1 października Saakaszwili wrócił do Gruzji, by - jak mówił - zmobilizować swoich zwolenników do udziału w wyborach samorządowych 2 października. Tego samego dnia został zatrzymany i osadzony w więzieniu, a władze zapowiedziały, że nie może on liczyć ani na ułaskawienie, ani na ekstradycję na Ukrainę.
Polityk wrócił do Gruzji pomimo ciążących na nim prawomocnych wyroków więzienia. Prezydent Gruzji w latach 2004-2007 i 2008-2013 został skazany za nadużycia władzy w czasie pełnienia urzędu.
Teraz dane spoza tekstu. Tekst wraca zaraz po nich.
Issue #812, opened 2018-08-29
Hystrix latency percentile metrics


guxlightyear:
I am currently developing a Spring Boot 2.0 application using Hystrix, and Prometheus for metrics.

I have noticed that the endpoint `/actuator/hystrix.stream` reports correctly a number of metrics, such as various latency percentiles [example hystrix-stream output attached](https://github.com/micrometer-metrics/micrometer/files/2332462/example-hystrix-stream-output.txt), but `/actuator/prometheus` does not contain those [example prometheus output attached](https://github.com/micrometer-metrics/micrometer/files/2332459/example-prometheus-output.txt)

I am under the impression that this commit https://github.com/micrometer-metrics/micrometer/commit/da19a7eceebf7cecddac035b74144b985db1bc17 (merged into master 2 weeks ago) will fix it.

Is that the case? If so, is it going to be included in Micrometer 1.0.7? and when will that be released?

For reference, and in case this problem is simply user error with my configuration, these are the software versions that I am currently using:
```
Spring Boot: 2.0.4.RELEASE
Micrometer: 1.0.6
Java: 1.8
Hystrix: 1.5.12
```

Relevant fragments from my build.gradle:
```
compile 'org.springframework.cloud:spring-cloud-starter-hystrix:1.4.5.RELEASE'
compile "org.springframework.boot:spring-boot-starter-actuator"
compile 'io.micrometer:micrometer-core'
compile 'io.micrometer:micrometer-registry-prometheus'
```

Relevant fragments from application.yml
```
management:
  security:
    enabled: false
  endpoints:
    web:
      exposure:
        include: "*"
  metrics:
    export:
      prometheus:
        enabled: true
    hystrix:
      enabled: true
```

Thanks you,
Gustavo

jkschneider:
The change in da19a7e is targeted for Micrometer 1.1.0. Expect a release candidate in the next two weeks. If you want to ship percentile data for hystrix latencies, you'll want to use one of the configuration options:

```
management.metrics.distribution.percentiles.hystrix=0.95,0.99
management.metrics.distribution.percentiles-histogram.hystrix=true
```

Choose one or the other, depending on your intended use and whether your monitoring system supports aggregable percentiles based on histograms.

guxlightyear:
Excellent, thanks a lot @jkschneider. That was really helpful and worked like a charm.

I had gone through the documentation and hadn't found this feature. Can you please add a link to the relevant documentation for future reference?

[...]

PR #820, opened 2018-08-31
Include useful percentiles for hystrix execution and total latency metrics

guxlightyear:
This PR is intented to solve the thread I opened a few days ago: https://github.com/micrometer-metrics/micrometer/issues/812

The idea is to publish the following percentiles for Hystrix total and execution latencies: https://github.com/Netflix/Hystrix/wiki/Metrics-and-Monitoring#latency-percentiles-hystrixcommandrun-execution-gauge


jkschneider:
Copying from the thread on #812:

As a rule, we never choose to ship percentiles as part of the default instrumentation, but leave it for you to configure later. It isn't free to do so, and percentiles aren't needed everywhere. If you want to ship percentile data for hystrix latencies, we'd like you to use one of the configuration options:

```
management.metrics.distribution.percentiles.hystrix=0.95,0.99
management.metrics.distribution.percentiles-histogram.hystrix=true
```

Choose one or the other, depending on your intended use and whether your monitoring system supports aggregable percentiles based on histograms.

PR #832, opened 2018-09-07
Split method "publishBatch" into smaller method

stefanbirkner:
Reduce size of method "publish". The reader of the method can now get an overview of what the method is doing very fast.

### DIFF
--- a/implementations/micrometer-registry-influx/src/main/java/io/micrometer/influx/InfluxMeterRegistry.java
+++ b/implementations/micrometer-registry-influx/src/main/java/io/micrometer/influx/InfluxMeterRegistry.java
@@ -97,12 +97,7 @@ public class InfluxMeterRegistry extends StepMeterRegistry {
         createDatabaseIfNecessary();
 
         try {
-            String write = "/write?consistency=" + config.consistency().toString().toLowerCase() + "&precision=ms&db=" + config.db();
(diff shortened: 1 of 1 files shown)


jkschneider:
Thanks for your work on this. Sorry to say that I think the work on #842 will move much of this code out of this registry anyway. Also #782 will remove all the switch cases. I'm going to close this as a duplicate if that's ok?

stefanbirkner:
I looked at both issues/PRs. Can we merge this PR independent of the others? I like to improve `InfluxMeterRegistry` and this two commits will help. #782 in the current state will not be effected by it because it just changes the internals of the now new method `publishBatch`. #842 still needs a method like `buildInfluxPublishUrl`. So no reason for waiting for #842.

stefanbirkner:
This gives you an impression about what I'm heading for: https://github.com/stefanbirkner/micrometer/blob/e8359396e82d632bec8f5bb1c727c5fb45552c15/implementations/micrometer-registry-influx/src/main/java/io/micrometer/influx/InfluxMeterRegistry.java You can see that I'm writing the data directly to the `OutputStream` without arranging it in-memory before.

stefanbirkner:
@jkschneider I rebased the PR against the changes because I think it is still helpful. What do you think?

PR #846, opened 2018-09-12
Upgrade to Gradle Wrapper 4.10.1

izeye:
This PR upgrades to Gradle Wrapper 4.10.1.


jkschneider:
I fear the cache re-download that comes with this... The joys of living in a rural area ;)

On sam uważa, że sprawy karne wobec niego, wszczęte po dojściu do władzy oponentów z partii Gruzińskie Marzenie, są motywowane politycznie.
Po zatrzymaniu Saakaszwili rozpoczął głodówkę protestacyjną w więzieniu w Rustawi; uważa się za więźnia politycznego. W zeszłym tygodniu poddany został transfuzji krwi, po której lekarze stwierdzili, że jego stan jest stabilny.